For a complex oriented cohomology theory $E^*$, with complex orientation $t\in E^2(\mathbb{CP}^\infty)$, I am under the impression the following facts are true:
For formal reasons (the degeneration of the AHSS), we have $E^*(\mathbb{CP}^\infty)\cong E^*({\ast})[[t]]$ and $E^*(\mathbb{CP}^\infty\times \mathbb{CP}^\infty)\cong E^*({\ast})[[x,y]]$.
Under these identifications, the $FGL$ associated to $E$ is the image of $t$ under the pullback along the multiplication map $\mu:\mathbb{CP}^\infty\times \mathbb{CP}^\infty \rightarrow \mathbb{CP}^\infty$.
We have interesting complex oriented cohomology theories, where $E^*(\ast)$ is concentrated in nonnegative degrees.
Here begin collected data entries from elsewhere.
PR #72, opened 2018-07-05
Feat/configure booking nav

kirsty-unosquare:
Kinda went down a rabbit hole with this one. Originally was meant to set the date picker up nicely but then came across an issue. Currently the requesting holidays was built using a modal, the date picker will also be a modal. A modal on top of a modal will only cause problems in the future, plus is genuinely   bad practise.

So in the PR:
- I've separated the booking component into it's own screen.
- Update the nav config for new home stack navigator. Which includes the Home and Booking screen.
- UI updates to Tab bar.
- New `didFocus` listener added to home container. Updates the calendar screen every time it's focused.

### DIFF
--- a/NativeApp/src/components/Booking/container.js
+++ b/NativeApp/src/components/Booking/container.js
@@ -1,0 +1,101 @@
+import React, { Component } from 'react';
+import { Alert } from 'react-native';
+import { PropTypes as PT } from 'prop-types';
+import moment from 'moment';
+import { userProfile } from '../../utilities/currentUser';
+import { requestHolidays } from '../../services/holidayService';
+
+
+export default Container => class extends Component {
+  static propTypes = {
+    navigation: PT.shape({
+      navigate: PT.fun,
+    }).isRequired,
+  };
+
+  constructor(props) {
+    super(props);
+    this.state = {
+      booking: {
+        startDate: '',
+        endDate: '',
+        halfDay: false,
+      },
+      user: {},
+    };
+  }
+
+  componentDidMount() {
+    const { navigation } = this.props;
+    const chosenDate = navigation.getParam('date', '');
+
+    userProfile()
+      .then(user => this.setState({ user }));
+
+    this.setState({
+      booking: {
+        startDate: chosenDate,
+        endDate: chosenDate,
+      },
+    });
+  }
+
+  changeStartDate = (date) => {
+    const formatDate = moment(date).format('YYYY-MM-DD');
+    this.setState(prevState => ({
+      booking: {
+        ...prevState.booking,
+        startDate: formatDate,
+      },
+    }));
+  }
+
+  changeEndDate = (endDate) => {
+    const formatEndDate = moment(endDate).format('YYYY-MM-DD');
+    this.setState(prevState => ({
+      booking: {
+        ...prevState.booking,
+        endDate: formatEndDate,
+      },
+    }));
+  }
+
+  submitRequest = () => {
+    const { booking, user } = this.state;
+    const { navigation } = this.props;
+
+    const request = {
+      dates: [
+        {
+          endDate: booking.endDate,
+          halfDay: false,
+          startDate: booking.startDate,
+        },
+      ],
+      employeeId: user.employeeId,
+    };
+
+    requestHolidays(request)
+      .then(() => {
+        navigation.pop();
+      })
+      .catch(e => Alert.alert(
+        'Could not request holidays',
+        e.message,
+      ));
+  }
+
+  render() {
+    const { booking } = this.state;
+
+    return (
+      <Container
+        startDate={booking.startDate}
+        endDate={booking.endDate}
+        submitRequest={this.submitRequest}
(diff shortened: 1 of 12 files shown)


NativeApp/src/screens/Booking.js
```diff
@@ -0,0 +1,23 @@
...
+  static propTypes = {
+    navigation: PT.shape({
+      navigate: PT.func,
+    }).isRequired,
+  }
+
+  render() {
+    const { navigation } = this.props;
+
+    return (
```
d1wilko: I might be wrong here - but can this be written as this? `return <Booking navigation={navigation} />`

It would just be a bit cleaner

d1wilko (approved):
Looks good, 1 suggestion but approving anyway

NativeApp/src/screens/Booking.js
kirsty-unosquare: Your totally right. Thought the linter would complain but didn't. Gonna convert the other screens as well.

NativeApp/src/components/Booking/container.js
```diff
@@ -0,0 +1,101 @@
...
+import { PropTypes as PT } from 'prop-types';
+import moment from 'moment';
+import { userProfile } from '../../utilities/currentUser';
+import { requestHolidays } from '../../services/holidayService';
+
+
+export default Container => class extends Component {
+  static propTypes = {
+    navigation: PT.shape({
+      navigate: PT.fun,
```
bgribz, line 12: Not sure you need to go this deep with propTypes. Especially since the navigation property is coming from a third party library and isn't something we can control.

But if you want to keep this, I think this should be `navigate: PT.func`?

NativeApp/src/components/Booking/container.js
```diff
@@ -0,0 +1,101 @@
...
+      },
+      user: {},
+    };
+  }
+
+  componentDidMount() {
+    const { navigation } = this.props;
+    const chosenDate = navigation.getParam('date', '');
+
+    userProfile()
```
bgribz, line 32: Should this be renamed to `getUserProfile`? I think it would make more sense.

NativeApp/src/components/Booking/container.js
```diff
@@ -0,0 +1,101 @@
...
+      booking: {
+        startDate: chosenDate,
+        endDate: chosenDate,
+      },
+    });
+  }
+
+  changeStartDate = (date) => {
+    const formatDate = moment(date).format('YYYY-MM-DD');
+    this.setState(prevState => ({
```
bgribz, line 45: Is there any particular benefit to using `prevState` rather than `this.state`? Just a query as I've never seen `setState` used this way before!

NativeApp/src/components/Home/container.js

So then my question is, what explains the gradings to make this pullback $\mu^*(t)\in E^2(\mathbb{CP}^\infty\times \mathbb{CP}^\infty)$ nontrivial? If the isomorphisms preserve the gradings of all the objects, then if $E^*(\ast)$ is concentrated in nonnegative degrees, we would have $E^2$ unable to give a FGL with nontrivial terms in high degrees, which isn't right. But then if this action is not graded, where does it come from?
If there is a simple example illustrating this, that would be very helpful too, as usual cohomology doesn't see this issue, and I'm finding it confusing to think about in K-theory due to the periodicity.